• **WORK REQUEST**
Find each line in the records below that contains the word "constraint", and copy it out.

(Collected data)

#####

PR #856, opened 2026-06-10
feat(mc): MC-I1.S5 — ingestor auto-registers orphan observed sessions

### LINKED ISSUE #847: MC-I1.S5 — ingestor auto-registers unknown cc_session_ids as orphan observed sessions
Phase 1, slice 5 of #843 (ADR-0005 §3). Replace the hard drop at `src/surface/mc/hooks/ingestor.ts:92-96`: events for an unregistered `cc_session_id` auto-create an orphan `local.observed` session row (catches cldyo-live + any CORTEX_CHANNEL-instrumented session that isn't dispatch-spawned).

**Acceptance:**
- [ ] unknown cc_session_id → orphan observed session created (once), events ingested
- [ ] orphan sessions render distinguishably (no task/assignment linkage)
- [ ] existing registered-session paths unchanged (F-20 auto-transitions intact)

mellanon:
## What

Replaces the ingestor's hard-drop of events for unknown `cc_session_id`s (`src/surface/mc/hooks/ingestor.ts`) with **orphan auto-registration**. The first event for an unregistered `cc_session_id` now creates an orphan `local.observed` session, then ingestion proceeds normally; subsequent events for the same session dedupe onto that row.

#####

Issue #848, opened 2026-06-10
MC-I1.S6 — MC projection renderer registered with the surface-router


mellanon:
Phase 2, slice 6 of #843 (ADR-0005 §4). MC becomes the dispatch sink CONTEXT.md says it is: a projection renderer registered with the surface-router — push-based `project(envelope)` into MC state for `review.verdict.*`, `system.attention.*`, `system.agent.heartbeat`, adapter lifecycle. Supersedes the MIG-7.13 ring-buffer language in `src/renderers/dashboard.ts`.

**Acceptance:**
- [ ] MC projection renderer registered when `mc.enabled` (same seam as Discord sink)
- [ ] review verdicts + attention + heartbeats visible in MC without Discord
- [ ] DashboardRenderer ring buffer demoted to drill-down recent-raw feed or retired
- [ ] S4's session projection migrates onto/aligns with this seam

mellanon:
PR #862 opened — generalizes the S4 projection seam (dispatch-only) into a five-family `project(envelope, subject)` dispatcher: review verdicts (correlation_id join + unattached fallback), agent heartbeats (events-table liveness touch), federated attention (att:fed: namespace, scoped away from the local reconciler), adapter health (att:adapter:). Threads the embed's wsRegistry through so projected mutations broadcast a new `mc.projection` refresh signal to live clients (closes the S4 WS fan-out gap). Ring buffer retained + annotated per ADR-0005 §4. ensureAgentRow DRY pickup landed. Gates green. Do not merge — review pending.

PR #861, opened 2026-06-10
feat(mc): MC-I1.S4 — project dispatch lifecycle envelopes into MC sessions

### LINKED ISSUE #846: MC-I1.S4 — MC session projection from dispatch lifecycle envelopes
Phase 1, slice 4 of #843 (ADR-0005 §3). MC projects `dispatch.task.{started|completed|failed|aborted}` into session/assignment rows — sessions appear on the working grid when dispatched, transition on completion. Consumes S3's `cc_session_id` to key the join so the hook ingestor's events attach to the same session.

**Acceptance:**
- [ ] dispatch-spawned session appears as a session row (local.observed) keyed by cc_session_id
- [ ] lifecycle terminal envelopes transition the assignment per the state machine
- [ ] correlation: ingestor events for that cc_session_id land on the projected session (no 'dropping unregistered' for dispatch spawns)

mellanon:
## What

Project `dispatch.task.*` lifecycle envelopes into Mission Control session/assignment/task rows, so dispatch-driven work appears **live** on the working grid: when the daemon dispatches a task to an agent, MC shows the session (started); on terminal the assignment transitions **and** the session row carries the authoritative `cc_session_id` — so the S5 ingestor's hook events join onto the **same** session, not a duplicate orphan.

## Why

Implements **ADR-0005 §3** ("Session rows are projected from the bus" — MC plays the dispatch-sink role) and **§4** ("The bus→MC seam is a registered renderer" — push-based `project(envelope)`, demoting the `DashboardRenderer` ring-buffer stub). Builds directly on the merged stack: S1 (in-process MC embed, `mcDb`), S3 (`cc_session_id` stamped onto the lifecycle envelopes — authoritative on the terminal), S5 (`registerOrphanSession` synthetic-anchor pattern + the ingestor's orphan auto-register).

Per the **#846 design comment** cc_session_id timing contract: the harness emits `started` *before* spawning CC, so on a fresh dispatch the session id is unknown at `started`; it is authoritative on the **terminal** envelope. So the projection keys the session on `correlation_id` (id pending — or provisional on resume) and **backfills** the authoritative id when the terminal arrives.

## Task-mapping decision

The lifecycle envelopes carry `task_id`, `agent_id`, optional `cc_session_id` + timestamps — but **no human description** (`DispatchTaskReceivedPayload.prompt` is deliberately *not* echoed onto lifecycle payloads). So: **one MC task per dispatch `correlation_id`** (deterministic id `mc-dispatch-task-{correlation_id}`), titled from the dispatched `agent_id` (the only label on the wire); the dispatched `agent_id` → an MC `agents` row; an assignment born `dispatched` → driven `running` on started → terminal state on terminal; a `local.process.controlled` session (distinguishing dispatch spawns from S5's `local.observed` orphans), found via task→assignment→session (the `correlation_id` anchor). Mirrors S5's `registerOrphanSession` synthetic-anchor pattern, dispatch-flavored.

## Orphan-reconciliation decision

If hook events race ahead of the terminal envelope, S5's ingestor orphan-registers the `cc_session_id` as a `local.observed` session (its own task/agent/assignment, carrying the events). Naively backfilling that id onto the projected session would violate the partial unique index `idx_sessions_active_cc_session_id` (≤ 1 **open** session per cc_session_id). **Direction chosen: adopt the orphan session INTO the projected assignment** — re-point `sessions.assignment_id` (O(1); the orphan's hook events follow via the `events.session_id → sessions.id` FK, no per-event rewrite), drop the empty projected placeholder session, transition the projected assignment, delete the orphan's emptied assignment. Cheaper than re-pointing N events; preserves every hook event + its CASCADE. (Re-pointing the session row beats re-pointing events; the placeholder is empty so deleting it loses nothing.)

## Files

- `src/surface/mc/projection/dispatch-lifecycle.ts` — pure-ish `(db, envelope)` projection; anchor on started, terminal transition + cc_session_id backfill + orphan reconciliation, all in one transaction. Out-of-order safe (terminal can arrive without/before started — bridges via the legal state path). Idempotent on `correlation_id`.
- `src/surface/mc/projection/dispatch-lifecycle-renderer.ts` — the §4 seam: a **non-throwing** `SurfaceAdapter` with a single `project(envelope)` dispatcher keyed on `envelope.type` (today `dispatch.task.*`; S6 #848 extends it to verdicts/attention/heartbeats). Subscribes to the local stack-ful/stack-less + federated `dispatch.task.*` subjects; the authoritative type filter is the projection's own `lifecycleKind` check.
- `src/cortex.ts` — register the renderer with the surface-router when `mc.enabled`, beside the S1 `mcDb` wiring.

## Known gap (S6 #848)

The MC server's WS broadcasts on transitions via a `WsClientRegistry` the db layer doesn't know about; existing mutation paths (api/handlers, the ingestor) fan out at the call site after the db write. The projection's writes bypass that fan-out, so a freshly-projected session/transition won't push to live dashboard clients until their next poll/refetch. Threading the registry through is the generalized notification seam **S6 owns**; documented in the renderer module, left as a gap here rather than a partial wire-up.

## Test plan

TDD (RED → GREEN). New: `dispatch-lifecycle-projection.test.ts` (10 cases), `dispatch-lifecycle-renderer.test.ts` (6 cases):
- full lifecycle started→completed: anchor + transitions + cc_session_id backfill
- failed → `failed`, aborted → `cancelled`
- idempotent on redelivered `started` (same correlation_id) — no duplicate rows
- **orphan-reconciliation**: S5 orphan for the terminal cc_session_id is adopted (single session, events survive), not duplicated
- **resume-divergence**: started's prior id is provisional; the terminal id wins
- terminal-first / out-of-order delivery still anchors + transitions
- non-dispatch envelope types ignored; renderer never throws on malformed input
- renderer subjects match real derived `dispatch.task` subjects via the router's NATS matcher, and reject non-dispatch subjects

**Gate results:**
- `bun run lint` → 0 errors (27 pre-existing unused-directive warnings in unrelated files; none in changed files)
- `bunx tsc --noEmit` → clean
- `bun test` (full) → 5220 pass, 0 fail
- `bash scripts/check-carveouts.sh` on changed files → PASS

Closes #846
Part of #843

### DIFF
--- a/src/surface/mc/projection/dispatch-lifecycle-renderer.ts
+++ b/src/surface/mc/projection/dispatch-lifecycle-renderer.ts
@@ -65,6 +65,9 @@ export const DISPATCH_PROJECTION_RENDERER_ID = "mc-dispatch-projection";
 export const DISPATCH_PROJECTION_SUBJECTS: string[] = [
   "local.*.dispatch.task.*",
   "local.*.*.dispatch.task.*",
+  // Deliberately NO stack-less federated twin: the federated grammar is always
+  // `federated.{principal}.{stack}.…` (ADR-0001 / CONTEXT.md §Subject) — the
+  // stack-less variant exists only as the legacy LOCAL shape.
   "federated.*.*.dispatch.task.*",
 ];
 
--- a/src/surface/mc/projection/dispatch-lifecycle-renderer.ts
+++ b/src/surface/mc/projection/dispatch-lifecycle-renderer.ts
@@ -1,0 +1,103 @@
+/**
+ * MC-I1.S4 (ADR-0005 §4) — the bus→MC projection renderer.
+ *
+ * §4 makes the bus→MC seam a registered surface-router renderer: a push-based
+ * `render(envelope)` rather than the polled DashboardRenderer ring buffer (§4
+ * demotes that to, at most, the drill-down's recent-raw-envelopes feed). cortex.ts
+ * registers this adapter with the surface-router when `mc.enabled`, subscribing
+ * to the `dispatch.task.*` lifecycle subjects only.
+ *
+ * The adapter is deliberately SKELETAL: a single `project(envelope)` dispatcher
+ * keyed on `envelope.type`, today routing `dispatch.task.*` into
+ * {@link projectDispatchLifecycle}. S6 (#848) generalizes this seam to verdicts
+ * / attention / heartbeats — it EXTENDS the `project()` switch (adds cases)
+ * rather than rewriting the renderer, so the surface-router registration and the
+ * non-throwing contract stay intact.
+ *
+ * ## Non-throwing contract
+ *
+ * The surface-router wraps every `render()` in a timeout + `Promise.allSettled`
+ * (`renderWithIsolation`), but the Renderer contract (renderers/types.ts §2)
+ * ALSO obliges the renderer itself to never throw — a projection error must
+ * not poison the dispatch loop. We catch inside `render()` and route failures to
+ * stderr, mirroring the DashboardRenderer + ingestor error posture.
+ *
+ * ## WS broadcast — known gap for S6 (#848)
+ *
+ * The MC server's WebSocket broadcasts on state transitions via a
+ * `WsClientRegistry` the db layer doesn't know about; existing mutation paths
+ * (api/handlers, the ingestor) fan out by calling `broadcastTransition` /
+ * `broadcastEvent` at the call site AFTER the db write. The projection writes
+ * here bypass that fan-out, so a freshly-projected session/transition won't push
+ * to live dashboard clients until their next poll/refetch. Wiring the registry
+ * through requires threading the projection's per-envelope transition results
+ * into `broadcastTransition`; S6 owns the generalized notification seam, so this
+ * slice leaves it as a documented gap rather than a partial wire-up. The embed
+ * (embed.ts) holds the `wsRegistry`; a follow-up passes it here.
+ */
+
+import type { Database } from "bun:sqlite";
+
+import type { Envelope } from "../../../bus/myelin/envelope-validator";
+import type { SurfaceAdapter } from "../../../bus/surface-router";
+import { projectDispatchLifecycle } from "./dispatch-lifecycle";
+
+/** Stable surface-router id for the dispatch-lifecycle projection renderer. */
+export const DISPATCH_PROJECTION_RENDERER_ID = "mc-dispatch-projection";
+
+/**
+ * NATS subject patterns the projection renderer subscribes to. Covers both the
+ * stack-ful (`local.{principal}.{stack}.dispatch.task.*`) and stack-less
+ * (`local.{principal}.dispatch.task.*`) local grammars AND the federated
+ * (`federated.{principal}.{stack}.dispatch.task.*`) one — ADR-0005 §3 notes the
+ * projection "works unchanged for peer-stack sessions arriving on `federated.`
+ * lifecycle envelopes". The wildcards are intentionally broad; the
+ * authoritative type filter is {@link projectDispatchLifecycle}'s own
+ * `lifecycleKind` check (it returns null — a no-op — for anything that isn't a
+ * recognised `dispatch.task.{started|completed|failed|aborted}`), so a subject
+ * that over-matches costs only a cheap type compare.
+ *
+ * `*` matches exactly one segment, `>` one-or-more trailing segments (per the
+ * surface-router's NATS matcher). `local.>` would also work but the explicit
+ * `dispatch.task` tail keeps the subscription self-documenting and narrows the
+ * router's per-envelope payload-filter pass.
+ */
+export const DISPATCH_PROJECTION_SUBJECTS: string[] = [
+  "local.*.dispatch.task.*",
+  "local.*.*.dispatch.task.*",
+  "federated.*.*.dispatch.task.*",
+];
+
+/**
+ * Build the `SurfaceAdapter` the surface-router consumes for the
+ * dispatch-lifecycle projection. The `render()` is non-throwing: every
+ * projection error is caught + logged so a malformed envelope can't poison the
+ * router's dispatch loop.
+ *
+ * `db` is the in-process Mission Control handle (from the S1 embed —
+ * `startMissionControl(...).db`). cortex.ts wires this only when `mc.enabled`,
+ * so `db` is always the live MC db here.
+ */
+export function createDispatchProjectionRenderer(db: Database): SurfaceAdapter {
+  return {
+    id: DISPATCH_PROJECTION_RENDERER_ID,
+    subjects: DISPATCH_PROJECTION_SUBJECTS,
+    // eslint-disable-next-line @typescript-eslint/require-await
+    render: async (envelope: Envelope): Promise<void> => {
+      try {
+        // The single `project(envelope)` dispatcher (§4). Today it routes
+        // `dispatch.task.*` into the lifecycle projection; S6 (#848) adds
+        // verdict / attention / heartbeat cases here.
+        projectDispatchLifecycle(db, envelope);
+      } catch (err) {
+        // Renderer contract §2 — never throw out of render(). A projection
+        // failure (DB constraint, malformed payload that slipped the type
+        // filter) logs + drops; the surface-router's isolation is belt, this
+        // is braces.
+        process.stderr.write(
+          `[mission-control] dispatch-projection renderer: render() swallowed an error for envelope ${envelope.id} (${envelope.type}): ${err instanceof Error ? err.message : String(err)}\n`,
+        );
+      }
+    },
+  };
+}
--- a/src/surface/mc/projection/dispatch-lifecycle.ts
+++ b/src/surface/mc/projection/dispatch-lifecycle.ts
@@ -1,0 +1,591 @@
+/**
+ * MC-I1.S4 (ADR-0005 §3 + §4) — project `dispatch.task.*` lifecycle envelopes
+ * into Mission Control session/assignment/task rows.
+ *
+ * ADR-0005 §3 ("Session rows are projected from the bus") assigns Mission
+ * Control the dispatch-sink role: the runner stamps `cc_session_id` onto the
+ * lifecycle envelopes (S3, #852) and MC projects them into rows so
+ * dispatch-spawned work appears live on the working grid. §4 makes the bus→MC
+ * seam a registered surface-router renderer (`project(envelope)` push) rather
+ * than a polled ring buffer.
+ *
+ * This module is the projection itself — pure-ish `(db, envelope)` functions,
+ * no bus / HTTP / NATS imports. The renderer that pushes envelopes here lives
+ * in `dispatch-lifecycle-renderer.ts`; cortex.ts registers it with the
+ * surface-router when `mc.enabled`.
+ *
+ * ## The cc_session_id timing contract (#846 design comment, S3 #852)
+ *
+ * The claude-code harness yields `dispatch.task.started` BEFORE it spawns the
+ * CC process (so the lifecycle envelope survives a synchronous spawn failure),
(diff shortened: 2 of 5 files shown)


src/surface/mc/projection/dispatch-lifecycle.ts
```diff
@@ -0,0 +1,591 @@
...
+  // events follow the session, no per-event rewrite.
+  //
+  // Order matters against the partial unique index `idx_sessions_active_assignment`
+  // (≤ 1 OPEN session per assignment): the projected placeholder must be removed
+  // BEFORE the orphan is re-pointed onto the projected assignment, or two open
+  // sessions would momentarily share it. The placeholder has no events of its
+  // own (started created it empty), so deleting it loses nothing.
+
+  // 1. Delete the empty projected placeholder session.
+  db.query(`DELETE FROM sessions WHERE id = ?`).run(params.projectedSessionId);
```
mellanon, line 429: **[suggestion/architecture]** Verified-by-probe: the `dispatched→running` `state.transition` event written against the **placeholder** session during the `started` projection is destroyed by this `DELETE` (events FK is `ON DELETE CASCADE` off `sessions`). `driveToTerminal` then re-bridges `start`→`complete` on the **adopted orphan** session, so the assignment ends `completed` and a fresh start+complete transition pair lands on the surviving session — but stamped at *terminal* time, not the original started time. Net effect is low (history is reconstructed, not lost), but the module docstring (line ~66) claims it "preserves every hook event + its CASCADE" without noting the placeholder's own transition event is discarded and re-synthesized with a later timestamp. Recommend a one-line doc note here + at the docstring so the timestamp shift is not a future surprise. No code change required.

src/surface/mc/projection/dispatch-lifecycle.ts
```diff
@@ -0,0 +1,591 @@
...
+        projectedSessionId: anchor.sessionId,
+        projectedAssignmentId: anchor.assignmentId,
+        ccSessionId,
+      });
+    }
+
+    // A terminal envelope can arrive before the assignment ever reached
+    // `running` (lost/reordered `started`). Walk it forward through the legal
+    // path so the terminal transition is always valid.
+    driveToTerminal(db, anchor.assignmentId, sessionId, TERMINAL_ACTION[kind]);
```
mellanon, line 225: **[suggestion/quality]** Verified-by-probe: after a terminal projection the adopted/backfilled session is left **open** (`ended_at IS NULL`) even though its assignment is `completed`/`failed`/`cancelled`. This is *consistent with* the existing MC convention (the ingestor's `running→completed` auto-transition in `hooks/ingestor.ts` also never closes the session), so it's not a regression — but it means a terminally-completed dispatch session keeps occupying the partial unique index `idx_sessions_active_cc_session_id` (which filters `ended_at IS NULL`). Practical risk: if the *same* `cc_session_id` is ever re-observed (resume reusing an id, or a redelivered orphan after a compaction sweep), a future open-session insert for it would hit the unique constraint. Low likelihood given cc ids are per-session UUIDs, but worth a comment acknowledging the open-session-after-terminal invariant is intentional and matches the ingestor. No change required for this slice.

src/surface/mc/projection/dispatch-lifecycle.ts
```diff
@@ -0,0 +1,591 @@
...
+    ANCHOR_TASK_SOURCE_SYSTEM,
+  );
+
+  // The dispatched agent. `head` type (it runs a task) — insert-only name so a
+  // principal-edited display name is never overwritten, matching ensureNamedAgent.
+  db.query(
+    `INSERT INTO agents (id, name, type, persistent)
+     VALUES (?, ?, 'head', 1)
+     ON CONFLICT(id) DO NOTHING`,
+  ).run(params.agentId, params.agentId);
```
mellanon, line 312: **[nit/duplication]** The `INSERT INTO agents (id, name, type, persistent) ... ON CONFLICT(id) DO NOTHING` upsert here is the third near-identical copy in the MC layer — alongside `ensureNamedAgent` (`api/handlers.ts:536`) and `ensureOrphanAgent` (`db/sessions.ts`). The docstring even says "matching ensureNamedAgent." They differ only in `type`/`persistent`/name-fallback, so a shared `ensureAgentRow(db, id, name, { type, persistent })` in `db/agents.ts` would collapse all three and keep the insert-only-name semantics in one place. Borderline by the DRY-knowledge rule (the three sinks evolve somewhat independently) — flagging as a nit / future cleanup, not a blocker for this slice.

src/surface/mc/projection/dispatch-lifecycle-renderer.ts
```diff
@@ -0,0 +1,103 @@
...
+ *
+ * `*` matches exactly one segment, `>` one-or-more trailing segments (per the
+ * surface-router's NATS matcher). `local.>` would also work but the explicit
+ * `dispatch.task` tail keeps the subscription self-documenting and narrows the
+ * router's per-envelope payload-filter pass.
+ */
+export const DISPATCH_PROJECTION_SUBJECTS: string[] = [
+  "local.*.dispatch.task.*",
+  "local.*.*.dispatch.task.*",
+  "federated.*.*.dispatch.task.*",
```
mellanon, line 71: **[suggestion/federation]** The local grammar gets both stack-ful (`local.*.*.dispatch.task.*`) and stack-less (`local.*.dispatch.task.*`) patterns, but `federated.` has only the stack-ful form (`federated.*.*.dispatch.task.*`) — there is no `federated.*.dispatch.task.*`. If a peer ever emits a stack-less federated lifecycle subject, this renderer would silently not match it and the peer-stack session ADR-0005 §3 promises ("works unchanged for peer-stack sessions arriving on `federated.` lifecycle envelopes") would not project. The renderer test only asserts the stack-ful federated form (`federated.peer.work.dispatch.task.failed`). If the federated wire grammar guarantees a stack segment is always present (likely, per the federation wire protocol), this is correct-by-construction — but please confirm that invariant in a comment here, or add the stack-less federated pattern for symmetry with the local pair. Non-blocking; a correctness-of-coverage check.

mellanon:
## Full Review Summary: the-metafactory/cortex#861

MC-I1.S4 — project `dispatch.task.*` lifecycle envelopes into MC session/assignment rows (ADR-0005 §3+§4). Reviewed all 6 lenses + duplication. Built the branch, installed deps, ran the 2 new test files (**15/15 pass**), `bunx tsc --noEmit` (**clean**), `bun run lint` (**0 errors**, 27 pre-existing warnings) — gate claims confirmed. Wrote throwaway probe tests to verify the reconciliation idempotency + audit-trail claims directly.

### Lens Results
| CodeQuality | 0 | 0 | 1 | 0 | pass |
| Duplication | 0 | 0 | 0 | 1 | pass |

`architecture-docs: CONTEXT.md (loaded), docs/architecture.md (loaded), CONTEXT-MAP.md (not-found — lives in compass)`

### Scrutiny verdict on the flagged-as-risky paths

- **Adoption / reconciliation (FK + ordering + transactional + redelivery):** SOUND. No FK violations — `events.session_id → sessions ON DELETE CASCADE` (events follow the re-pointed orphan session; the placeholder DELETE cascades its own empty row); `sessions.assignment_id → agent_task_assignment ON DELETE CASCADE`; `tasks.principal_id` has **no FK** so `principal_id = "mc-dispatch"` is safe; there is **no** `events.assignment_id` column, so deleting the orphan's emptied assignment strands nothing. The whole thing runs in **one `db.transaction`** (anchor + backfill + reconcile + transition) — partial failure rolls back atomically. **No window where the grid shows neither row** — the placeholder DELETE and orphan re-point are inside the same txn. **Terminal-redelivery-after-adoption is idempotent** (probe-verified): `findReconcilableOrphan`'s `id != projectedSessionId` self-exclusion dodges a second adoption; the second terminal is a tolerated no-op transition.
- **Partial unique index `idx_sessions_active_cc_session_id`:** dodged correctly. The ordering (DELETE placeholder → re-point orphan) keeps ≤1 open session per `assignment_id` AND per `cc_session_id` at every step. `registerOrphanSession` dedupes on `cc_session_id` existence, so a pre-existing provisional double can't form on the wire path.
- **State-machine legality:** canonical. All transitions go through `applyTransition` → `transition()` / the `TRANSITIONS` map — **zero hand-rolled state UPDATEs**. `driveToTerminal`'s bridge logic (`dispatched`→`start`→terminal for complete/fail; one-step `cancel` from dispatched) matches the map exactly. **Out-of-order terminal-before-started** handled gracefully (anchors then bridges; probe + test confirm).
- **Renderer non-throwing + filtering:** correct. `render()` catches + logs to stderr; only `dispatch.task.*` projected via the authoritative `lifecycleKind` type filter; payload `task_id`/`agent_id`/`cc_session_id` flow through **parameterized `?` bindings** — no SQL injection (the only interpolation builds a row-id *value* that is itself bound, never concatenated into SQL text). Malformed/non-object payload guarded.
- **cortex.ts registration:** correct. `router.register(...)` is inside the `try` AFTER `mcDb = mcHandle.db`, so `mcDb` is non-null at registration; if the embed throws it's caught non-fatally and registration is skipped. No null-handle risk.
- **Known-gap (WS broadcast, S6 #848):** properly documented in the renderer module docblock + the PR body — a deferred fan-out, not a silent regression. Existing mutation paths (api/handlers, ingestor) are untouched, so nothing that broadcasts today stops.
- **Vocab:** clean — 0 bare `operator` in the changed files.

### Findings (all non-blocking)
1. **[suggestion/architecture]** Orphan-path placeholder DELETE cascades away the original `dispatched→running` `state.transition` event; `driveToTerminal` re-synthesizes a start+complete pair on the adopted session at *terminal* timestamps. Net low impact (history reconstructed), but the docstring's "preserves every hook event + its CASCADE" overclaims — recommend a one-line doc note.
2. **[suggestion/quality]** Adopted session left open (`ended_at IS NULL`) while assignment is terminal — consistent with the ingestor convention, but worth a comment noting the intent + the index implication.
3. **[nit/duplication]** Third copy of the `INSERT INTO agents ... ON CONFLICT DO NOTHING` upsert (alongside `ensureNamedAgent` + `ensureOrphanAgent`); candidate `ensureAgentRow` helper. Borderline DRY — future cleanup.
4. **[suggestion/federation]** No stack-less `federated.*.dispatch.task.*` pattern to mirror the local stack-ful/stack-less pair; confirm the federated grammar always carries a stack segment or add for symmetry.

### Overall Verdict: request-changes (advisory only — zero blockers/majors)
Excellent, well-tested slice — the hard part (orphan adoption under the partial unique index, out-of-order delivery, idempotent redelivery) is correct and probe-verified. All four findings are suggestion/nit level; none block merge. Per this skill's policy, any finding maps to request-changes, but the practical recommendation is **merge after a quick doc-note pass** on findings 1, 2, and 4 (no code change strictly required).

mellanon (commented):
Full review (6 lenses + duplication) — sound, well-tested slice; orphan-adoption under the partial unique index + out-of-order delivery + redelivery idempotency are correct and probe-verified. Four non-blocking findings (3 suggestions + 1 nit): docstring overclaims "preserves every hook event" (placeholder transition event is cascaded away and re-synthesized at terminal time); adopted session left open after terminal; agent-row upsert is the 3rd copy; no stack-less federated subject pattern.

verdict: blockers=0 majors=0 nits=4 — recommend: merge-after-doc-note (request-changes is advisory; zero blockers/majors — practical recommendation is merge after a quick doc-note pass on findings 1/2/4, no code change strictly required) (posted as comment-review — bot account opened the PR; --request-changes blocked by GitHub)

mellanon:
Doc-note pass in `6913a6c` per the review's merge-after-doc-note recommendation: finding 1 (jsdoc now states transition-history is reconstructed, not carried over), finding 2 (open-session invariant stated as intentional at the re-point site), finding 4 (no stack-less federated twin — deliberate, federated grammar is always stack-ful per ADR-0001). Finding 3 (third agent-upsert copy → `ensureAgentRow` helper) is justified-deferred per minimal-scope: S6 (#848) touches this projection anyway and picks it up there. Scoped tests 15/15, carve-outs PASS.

#####

• **RESPONSE BELOW**
+        // failure (DB constraint, malformed payload that slipped the type
mellanon, line 225: **[suggestion/quality]** Verified-by-probe: after a terminal projection the adopted/backfilled session is left **open** (`ended_at IS NULL`) even though its assignment is `completed`/`failed`/`cancelled`. This is *consistent with* the existing MC convention (the ingestor's `running→completed` auto-transition in `hooks/ingestor.ts` also never closes the session), so it's not a regression — but it means a terminally-completed dispatch session keeps occupying the partial unique index `idx_sessions_active_cc_session_id` (which filters `ended_at IS NULL`). Practical risk: if the *same* `cc_session_id` is ever re-observed (resume reusing an id, or a redelivered orphan after a compaction sweep), a future open-session insert for it would hit the unique constraint. Low likelihood given cc ids are per-session UUIDs, but worth a comment acknowledging the open-session-after-terminal invariant is intentional and matches the ingestor. No change required for this slice.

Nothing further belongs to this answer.